### What the task asks
Give back the material word for word, every line included.

### Data for analysis

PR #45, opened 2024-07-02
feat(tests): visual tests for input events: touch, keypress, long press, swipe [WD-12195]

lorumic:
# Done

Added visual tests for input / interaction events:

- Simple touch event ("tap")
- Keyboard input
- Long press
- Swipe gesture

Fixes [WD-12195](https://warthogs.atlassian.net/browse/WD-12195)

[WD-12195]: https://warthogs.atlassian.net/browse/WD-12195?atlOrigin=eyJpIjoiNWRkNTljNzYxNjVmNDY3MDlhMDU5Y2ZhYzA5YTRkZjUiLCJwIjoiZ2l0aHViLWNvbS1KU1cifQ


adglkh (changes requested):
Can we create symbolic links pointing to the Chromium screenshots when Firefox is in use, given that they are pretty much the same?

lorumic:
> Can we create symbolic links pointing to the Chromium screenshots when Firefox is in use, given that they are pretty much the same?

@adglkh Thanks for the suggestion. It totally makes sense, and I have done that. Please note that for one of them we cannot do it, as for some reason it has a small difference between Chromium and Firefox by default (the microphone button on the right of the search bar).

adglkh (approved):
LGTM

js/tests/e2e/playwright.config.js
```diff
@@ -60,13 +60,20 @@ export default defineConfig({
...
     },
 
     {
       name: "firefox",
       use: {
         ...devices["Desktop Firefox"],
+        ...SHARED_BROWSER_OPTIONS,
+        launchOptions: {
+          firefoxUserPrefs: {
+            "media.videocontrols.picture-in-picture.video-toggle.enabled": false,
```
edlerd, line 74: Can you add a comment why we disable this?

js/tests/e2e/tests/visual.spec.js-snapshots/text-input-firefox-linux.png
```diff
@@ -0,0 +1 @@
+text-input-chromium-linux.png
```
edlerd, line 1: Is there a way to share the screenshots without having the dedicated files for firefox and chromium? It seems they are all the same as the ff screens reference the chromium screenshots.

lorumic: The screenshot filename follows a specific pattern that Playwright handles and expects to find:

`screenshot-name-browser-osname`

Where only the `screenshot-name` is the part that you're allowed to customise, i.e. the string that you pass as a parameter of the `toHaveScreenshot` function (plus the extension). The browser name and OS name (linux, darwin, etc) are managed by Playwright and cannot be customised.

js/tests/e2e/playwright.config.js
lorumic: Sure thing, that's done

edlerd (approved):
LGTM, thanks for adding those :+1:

### Written response
PR #45, opened 2024-07-02
feat(tests): visual tests for input events: touch, keypress, long press, swipe [WD-12195]

lorumic:
# Done

Added visual tests for input / interaction events:

- Simple touch event ("tap")
- Keyboard input
- Long press
- Swipe gesture

Fixes [WD-12195](https://warthogs.atlassian.net/browse/WD-12195)

[WD-12195]: https://warthogs.atlassian.net/browse/WD-12195?atlOrigin=eyJpIjoiNWRkNTljNzYxNjVmNDY3MDlhMDU5Y2ZhYzA5YTRkZjUiLCJwIjoiZ2l0aHViLWNvbS1KU1cifQ


adglkh (changes requested):
Can we create symbolic links pointing to the Chromium screenshots when Firefox is in use, given that they are pretty much the same?

lorumic:
> Can we create symbolic links pointing to the Chromium screenshots when Firefox is in use, given that they are pretty much the same?

@adglkh Thanks for the suggestion. It totally makes sense, and I have done that. Please note that for one of them we cannot do it, as for some reason it has a small difference between Chromium and Firefox by default (the microphone button on the right of the search bar).

adglkh (approved):
LGTM

js/tests/e2e/playwright.config.js
```diff
@@ -60,13 +60,20 @@ export default defineConfig({
...
     },
 
     {
       name: "firefox",
       use: {
         ...devices["Desktop Firefox"],
+        ...SHARED_BROWSER_OPTIONS,
+        launchOptions: {
+          firefoxUserPrefs: {
+            "media.videocontrols.picture-in-picture.video-toggle.enabled": false,
```
edlerd, line 74: Can you add a comment why we disable this?

js/tests/e2e/tests/visual.spec.js-snapshots/text-input-firefox-linux.png
```diff
@@ -0,0 +1 @@
+text-input-chromium-linux.png
```
edlerd, line 1: Is there a way to share the screenshots without having the dedicated files for firefox and chromium? It seems they are all the same as the ff screens reference the chromium screenshots.

lorumic: The screenshot filename follows a specific pattern that Playwright handles and expects to find:

`screenshot-name-browser-osname`

Where only the `screenshot-name` is the part that you're allowed to customise, i.e. the string that you pass as a parameter of the `toHaveScreenshot` function (plus the extension). The browser name and OS name (linux, darwin, etc) are managed by Playwright and cannot be customised.

js/tests/e2e/playwright.config.js
lorumic: Sure thing, that's done

edlerd (approved):
LGTM, thanks for adding those :+1:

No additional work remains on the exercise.